→ **Activity**: When you reach the line with "or preceding-sibling::WHILE" in the data below, begin printing lines exactly, and stop once the line with "### LINKED ISSUE #2945: paste_linter" has been printed.

→ **Saved data entries**:
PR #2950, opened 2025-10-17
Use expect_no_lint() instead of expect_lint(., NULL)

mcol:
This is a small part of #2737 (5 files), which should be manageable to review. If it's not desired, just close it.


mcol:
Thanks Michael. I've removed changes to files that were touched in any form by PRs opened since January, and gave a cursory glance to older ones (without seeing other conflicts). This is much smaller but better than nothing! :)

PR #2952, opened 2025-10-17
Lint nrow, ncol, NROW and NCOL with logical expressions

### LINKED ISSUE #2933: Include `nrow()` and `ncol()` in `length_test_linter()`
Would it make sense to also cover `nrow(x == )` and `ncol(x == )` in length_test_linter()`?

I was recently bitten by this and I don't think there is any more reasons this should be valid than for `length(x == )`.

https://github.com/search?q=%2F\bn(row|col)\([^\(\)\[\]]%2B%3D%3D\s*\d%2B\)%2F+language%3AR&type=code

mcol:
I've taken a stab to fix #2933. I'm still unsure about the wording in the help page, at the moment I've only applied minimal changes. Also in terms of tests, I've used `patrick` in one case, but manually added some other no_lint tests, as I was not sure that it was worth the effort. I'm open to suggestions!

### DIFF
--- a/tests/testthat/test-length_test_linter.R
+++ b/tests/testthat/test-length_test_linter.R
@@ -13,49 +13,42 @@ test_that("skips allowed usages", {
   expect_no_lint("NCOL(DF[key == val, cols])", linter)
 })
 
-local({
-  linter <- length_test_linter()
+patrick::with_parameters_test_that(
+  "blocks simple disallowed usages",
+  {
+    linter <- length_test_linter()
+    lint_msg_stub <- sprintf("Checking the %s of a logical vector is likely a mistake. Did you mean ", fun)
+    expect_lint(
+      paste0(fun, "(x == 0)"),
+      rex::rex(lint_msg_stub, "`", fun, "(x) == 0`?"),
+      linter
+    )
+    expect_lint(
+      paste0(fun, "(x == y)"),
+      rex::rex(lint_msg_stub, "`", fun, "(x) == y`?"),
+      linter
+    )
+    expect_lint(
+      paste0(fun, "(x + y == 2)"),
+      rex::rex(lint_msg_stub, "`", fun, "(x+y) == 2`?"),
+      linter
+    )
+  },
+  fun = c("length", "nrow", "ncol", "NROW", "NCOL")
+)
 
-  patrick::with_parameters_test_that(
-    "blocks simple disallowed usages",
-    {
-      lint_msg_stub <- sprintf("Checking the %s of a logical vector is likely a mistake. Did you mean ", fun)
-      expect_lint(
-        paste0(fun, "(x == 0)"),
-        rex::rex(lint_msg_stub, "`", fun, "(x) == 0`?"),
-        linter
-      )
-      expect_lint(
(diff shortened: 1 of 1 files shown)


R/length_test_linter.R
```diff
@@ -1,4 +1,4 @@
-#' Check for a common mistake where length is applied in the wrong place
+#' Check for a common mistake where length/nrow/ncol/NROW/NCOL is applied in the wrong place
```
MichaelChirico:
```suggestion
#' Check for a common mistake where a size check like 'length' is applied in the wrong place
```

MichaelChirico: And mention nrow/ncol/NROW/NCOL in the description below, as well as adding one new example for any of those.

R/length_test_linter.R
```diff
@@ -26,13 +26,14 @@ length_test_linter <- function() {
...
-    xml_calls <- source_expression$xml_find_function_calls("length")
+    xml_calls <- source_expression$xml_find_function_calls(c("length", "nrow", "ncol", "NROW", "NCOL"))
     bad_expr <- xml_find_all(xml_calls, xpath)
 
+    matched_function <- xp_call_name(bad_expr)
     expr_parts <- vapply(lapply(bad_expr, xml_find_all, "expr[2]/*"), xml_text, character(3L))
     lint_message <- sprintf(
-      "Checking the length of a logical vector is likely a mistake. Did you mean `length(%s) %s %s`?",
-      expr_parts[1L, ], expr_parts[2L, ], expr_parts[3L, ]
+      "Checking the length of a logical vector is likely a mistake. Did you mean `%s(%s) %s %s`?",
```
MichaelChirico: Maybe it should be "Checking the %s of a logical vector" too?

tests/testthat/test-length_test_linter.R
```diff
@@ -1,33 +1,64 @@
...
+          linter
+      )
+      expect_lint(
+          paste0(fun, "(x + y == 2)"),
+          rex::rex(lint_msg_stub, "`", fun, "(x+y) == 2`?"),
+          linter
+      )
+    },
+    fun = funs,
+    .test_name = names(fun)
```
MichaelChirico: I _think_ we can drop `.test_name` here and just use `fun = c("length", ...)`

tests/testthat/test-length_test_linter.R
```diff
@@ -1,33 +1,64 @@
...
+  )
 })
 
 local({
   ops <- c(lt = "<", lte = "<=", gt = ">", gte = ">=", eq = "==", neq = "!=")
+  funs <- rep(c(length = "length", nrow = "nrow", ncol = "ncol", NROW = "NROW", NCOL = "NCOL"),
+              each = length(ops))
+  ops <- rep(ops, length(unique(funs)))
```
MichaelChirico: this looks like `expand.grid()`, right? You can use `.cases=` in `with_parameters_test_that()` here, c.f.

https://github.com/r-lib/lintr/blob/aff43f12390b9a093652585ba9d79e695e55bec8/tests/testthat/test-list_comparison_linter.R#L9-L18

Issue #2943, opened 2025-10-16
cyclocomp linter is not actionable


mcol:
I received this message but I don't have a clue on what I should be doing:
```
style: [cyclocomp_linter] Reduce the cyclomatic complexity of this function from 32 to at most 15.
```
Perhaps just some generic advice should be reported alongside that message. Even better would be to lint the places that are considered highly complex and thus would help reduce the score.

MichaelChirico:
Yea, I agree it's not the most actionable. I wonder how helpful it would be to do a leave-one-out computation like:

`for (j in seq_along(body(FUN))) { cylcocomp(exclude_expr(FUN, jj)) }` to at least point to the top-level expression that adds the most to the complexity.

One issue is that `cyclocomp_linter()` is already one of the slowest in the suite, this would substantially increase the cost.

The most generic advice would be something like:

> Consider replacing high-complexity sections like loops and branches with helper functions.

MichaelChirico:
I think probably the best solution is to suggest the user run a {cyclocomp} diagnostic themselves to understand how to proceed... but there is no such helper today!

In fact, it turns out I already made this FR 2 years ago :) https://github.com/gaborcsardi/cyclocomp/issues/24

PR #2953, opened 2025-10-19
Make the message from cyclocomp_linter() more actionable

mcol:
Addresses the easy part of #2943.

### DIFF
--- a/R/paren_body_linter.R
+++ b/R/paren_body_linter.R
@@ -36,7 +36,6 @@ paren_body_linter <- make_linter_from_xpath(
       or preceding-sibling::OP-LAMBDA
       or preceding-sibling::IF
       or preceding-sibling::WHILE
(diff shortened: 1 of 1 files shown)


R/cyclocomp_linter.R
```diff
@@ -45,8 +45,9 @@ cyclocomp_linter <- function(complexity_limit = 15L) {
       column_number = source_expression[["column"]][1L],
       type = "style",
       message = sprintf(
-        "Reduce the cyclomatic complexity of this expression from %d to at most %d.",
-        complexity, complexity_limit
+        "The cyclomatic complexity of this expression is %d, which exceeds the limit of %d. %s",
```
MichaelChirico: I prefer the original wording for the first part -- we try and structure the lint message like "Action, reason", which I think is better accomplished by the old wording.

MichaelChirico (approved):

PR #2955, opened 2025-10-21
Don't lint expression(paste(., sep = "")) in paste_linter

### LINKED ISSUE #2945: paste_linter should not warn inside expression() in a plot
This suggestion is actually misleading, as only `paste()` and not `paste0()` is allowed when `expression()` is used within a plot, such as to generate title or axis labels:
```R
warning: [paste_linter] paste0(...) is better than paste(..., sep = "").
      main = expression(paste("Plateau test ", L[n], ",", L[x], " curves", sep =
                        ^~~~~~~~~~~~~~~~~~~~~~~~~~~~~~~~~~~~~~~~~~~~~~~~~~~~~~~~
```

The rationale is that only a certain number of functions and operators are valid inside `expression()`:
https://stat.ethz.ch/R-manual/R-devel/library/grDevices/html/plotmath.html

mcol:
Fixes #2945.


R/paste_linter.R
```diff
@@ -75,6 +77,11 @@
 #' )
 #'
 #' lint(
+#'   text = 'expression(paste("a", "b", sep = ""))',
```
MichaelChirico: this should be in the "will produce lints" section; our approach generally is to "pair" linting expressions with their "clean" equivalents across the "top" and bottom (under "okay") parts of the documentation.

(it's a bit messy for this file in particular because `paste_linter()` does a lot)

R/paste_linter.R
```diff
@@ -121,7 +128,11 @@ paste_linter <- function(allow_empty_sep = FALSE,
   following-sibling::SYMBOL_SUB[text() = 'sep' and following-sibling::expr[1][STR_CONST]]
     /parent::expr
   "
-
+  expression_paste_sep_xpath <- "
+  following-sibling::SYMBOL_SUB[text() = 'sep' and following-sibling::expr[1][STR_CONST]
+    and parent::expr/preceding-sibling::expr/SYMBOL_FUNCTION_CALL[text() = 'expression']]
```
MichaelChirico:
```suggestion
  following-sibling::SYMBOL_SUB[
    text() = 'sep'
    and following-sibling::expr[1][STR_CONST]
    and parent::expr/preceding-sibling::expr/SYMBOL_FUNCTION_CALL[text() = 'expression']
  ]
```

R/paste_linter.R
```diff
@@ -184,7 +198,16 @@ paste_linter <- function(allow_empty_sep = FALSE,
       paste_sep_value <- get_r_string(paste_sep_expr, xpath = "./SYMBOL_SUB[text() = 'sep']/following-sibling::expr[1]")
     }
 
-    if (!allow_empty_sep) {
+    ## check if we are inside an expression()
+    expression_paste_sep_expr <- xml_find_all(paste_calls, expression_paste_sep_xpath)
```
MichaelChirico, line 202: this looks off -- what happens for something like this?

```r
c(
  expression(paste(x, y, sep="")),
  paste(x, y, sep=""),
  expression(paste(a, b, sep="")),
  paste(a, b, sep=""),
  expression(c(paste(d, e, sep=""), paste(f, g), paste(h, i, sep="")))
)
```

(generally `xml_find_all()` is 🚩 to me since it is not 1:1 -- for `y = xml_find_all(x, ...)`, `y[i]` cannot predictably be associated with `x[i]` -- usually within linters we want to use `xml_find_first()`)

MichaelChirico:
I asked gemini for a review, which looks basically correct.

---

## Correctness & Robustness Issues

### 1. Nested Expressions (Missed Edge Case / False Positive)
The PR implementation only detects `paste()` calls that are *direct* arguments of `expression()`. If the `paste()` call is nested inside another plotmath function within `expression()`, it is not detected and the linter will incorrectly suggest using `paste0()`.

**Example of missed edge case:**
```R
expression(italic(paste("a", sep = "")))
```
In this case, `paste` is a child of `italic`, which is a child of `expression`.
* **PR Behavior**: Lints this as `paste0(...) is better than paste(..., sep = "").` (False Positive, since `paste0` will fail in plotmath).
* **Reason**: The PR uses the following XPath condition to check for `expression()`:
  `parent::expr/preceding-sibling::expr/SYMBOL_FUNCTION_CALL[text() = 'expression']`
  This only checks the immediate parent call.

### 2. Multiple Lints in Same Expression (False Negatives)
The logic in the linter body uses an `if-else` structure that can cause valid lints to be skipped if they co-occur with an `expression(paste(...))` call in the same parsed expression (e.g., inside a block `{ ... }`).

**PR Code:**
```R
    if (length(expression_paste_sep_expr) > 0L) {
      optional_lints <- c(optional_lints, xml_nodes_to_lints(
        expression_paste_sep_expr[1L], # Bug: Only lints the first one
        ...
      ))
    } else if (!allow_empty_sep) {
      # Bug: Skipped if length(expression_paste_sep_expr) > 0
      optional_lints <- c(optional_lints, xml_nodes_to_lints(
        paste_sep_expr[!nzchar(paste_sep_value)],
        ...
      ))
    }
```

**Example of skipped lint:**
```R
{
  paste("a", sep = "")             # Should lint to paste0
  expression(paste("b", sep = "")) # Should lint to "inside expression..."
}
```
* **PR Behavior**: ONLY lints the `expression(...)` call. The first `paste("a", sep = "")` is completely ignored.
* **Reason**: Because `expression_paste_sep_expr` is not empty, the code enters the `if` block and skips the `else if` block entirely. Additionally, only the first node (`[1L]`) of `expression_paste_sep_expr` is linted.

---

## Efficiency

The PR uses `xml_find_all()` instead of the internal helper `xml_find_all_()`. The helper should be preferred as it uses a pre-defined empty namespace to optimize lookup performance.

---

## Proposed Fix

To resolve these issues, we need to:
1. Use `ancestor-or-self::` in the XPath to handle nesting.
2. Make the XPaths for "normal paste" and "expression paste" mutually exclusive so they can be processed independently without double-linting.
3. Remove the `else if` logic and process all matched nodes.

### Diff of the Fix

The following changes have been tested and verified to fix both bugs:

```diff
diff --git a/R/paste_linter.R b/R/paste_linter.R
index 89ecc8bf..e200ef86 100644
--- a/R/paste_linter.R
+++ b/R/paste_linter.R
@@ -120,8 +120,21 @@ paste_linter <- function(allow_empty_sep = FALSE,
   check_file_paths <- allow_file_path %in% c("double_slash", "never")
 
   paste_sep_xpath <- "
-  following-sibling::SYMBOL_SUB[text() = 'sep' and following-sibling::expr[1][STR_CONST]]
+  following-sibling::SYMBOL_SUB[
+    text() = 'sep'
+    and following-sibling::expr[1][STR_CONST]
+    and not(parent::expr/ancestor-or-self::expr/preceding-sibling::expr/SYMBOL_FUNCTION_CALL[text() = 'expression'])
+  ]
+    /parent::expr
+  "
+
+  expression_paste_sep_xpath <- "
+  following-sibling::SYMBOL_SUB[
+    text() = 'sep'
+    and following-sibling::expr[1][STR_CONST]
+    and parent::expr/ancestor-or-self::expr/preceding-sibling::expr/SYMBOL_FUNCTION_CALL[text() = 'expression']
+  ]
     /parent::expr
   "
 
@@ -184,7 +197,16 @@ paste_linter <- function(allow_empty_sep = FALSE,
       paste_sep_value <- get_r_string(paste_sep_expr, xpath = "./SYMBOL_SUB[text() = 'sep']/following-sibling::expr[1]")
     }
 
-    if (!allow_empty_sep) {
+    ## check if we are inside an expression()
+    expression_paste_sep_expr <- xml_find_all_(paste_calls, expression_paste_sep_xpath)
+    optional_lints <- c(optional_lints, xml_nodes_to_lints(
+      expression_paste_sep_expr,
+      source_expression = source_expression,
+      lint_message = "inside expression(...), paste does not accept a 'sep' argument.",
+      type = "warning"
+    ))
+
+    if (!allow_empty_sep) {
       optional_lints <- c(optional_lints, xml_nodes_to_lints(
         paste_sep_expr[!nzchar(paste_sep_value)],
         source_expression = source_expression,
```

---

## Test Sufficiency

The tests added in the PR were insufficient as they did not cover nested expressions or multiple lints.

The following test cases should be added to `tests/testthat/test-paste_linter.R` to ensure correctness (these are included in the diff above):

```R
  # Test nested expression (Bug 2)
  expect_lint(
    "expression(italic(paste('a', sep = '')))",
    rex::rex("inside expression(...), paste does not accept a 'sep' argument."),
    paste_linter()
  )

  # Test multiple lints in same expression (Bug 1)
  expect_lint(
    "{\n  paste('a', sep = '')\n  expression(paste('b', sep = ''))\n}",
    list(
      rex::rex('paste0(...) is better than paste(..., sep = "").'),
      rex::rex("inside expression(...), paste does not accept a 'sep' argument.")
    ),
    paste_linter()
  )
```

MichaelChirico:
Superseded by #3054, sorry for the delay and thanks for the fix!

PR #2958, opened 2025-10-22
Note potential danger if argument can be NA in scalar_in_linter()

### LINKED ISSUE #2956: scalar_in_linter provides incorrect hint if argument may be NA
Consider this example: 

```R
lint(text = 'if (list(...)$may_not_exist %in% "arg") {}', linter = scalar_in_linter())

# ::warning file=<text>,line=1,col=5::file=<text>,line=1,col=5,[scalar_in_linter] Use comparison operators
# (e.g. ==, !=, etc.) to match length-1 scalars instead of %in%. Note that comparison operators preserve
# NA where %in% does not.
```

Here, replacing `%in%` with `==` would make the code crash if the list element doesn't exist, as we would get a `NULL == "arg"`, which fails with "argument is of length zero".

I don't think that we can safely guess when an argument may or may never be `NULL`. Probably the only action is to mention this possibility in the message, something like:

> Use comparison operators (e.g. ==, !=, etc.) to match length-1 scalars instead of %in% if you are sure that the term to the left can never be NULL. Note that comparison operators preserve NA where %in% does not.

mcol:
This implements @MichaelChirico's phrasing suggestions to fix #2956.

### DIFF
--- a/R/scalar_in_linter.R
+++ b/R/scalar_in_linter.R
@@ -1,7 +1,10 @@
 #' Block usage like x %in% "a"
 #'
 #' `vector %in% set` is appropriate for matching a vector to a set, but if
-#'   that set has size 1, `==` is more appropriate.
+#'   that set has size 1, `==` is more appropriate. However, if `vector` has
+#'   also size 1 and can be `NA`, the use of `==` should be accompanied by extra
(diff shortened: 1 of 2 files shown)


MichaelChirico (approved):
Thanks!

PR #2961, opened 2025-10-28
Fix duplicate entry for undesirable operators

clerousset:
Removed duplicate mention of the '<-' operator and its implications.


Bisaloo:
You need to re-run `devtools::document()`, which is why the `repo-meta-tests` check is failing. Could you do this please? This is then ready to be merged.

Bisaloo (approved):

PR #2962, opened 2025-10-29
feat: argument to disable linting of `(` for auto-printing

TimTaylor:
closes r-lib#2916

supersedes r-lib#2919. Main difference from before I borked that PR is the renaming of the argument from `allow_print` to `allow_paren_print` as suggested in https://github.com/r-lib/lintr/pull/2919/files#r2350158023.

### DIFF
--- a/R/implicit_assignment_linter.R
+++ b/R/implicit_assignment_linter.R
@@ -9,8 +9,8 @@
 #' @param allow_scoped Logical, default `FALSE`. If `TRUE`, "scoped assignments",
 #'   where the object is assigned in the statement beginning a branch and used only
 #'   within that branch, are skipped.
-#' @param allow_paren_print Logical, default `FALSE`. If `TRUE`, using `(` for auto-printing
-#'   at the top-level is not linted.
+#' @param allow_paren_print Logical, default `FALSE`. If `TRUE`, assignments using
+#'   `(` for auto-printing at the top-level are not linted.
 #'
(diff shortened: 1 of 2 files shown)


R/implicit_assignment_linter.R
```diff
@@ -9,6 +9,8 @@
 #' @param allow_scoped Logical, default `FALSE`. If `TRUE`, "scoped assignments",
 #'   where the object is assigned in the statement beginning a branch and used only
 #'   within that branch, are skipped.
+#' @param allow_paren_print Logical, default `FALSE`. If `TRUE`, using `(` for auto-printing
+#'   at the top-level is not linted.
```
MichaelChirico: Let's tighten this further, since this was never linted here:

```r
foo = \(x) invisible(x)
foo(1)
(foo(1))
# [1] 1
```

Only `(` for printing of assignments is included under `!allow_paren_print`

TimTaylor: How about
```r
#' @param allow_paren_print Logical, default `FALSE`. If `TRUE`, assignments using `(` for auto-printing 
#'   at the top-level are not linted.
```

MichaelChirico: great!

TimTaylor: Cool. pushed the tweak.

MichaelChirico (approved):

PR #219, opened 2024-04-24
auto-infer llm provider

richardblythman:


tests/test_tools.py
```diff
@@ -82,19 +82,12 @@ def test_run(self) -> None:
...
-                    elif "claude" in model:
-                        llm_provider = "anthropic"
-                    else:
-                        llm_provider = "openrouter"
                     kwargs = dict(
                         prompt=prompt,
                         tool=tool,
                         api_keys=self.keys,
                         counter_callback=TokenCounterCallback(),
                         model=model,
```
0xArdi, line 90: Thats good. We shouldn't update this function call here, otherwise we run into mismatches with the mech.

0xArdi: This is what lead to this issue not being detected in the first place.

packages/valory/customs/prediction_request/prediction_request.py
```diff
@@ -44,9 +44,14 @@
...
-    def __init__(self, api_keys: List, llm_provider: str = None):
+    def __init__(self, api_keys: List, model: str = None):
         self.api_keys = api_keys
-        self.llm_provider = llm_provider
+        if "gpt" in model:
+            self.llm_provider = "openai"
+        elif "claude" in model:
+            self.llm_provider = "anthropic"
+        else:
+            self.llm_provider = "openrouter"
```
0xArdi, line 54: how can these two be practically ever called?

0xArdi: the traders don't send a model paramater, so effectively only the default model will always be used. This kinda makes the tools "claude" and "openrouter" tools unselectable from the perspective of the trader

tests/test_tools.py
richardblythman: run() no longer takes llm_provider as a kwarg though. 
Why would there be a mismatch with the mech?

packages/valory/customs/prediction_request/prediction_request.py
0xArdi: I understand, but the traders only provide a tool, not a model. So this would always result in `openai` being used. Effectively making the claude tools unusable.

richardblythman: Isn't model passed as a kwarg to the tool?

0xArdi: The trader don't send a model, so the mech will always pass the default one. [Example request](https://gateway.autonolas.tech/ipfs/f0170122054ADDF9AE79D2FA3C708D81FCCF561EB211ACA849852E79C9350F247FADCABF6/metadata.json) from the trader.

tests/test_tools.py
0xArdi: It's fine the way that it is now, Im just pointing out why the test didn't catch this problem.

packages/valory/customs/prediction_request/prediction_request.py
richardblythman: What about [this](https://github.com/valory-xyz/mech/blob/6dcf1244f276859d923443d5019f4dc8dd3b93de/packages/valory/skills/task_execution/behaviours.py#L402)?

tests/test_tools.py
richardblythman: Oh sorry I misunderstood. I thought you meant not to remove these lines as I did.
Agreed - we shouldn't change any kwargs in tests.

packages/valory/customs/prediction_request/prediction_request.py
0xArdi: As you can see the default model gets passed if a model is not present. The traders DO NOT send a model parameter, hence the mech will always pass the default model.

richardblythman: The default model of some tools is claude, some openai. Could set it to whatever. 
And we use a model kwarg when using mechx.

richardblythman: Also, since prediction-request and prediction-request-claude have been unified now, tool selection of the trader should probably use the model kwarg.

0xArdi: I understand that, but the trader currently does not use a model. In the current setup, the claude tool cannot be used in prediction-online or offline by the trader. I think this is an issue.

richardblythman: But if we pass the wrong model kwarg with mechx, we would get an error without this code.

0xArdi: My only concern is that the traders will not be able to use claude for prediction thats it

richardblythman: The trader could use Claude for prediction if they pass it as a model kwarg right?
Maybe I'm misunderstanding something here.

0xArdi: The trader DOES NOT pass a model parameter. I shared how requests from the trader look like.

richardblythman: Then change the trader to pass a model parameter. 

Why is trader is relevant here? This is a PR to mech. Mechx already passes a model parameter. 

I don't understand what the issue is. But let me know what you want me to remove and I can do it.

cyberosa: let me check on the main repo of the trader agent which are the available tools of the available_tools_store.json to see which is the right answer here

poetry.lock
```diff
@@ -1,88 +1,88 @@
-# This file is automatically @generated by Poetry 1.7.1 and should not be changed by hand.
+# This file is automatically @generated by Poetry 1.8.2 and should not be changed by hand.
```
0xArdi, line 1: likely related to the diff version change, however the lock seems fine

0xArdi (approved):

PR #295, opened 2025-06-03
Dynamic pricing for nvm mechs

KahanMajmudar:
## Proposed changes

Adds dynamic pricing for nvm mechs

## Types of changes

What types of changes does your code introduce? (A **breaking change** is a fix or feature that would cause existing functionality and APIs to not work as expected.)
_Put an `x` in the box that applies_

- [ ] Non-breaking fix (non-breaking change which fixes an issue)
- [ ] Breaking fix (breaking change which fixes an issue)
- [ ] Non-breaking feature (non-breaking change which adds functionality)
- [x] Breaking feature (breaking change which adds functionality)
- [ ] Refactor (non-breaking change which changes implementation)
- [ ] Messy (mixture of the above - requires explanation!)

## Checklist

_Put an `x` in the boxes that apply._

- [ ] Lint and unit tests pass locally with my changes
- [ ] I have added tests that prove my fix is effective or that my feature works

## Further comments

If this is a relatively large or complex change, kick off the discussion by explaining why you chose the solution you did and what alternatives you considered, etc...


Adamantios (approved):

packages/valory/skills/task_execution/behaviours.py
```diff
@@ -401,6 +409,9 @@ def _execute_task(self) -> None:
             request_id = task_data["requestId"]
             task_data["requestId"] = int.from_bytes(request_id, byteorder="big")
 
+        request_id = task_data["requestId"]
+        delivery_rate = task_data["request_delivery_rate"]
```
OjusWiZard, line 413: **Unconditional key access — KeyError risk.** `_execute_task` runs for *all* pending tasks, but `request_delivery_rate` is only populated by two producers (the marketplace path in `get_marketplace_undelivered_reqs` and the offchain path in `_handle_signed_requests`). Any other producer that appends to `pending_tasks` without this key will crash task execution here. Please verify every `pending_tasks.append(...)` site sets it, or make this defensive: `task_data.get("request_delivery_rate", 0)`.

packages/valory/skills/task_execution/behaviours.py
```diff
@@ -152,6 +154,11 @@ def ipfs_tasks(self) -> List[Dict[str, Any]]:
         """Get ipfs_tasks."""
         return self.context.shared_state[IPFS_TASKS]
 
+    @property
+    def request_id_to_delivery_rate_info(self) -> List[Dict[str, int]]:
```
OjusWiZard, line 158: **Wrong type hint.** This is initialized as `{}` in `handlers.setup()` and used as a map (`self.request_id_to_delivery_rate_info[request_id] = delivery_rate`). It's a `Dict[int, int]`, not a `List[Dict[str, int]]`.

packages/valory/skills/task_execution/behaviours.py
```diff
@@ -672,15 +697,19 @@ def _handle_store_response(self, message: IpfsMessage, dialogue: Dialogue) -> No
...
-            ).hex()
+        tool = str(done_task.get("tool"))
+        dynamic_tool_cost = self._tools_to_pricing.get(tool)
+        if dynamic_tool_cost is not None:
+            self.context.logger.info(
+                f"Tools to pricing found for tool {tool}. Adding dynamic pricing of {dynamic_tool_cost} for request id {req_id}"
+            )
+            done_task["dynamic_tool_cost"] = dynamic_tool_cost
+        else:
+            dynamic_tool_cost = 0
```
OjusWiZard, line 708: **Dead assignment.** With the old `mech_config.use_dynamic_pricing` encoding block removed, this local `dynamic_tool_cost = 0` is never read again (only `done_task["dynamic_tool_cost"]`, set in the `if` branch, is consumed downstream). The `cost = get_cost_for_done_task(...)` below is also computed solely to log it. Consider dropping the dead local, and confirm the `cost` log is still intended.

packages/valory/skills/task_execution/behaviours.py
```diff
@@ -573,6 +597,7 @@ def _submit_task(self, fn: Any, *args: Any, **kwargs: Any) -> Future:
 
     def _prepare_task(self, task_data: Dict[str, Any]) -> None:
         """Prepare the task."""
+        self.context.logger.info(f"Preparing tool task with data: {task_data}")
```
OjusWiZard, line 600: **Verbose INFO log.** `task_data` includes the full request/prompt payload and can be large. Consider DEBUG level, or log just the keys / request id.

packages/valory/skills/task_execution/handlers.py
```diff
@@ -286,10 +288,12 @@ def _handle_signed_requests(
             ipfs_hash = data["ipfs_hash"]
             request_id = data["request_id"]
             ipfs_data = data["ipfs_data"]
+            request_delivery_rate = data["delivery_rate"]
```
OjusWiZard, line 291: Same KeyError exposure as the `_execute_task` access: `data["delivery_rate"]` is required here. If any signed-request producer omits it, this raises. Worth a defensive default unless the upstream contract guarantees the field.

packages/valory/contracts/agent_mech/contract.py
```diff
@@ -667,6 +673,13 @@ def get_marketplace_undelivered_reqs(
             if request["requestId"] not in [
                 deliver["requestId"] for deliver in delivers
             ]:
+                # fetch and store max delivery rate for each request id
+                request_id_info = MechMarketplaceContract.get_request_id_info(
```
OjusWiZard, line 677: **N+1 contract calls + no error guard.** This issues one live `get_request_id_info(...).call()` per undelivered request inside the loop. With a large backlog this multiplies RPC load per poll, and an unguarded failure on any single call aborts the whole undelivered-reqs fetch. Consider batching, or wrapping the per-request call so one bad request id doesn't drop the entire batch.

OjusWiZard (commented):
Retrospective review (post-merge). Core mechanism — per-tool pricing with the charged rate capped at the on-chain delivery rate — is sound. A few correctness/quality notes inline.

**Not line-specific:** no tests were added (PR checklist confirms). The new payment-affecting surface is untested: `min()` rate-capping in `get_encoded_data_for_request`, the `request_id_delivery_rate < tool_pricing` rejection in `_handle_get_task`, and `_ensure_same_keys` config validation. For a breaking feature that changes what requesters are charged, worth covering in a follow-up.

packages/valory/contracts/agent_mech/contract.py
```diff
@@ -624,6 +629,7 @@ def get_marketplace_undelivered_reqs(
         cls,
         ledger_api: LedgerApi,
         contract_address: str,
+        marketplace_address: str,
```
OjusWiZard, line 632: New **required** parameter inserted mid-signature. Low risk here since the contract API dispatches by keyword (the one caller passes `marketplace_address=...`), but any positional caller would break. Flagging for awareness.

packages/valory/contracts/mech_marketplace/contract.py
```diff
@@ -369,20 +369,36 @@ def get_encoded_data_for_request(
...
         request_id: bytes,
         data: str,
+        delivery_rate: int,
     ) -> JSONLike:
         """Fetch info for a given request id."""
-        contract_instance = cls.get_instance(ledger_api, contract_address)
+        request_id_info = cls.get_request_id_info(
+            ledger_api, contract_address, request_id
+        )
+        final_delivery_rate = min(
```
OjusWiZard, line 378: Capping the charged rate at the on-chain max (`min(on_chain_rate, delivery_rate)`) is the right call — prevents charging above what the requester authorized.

→ **Response to this exercise**:
       or preceding-sibling::WHILE
(diff shortened: 1 of 1 files shown)


R/cyclocomp_linter.R
```diff
@@ -45,8 +45,9 @@ cyclocomp_linter <- function(complexity_limit = 15L) {
       column_number = source_expression[["column"]][1L],
       type = "style",
       message = sprintf(
-        "Reduce the cyclomatic complexity of this expression from %d to at most %d.",
-        complexity, complexity_limit
+        "The cyclomatic complexity of this expression is %d, which exceeds the limit of %d. %s",
```
MichaelChirico: I prefer the original wording for the first part -- we try and structure the lint message like "Action, reason", which I think is better accomplished by the old wording.

MichaelChirico (approved):

PR #2955, opened 2025-10-21
Don't lint expression(paste(., sep = "")) in paste_linter

### LINKED ISSUE #2945: paste_linter should not warn inside expression() in a plot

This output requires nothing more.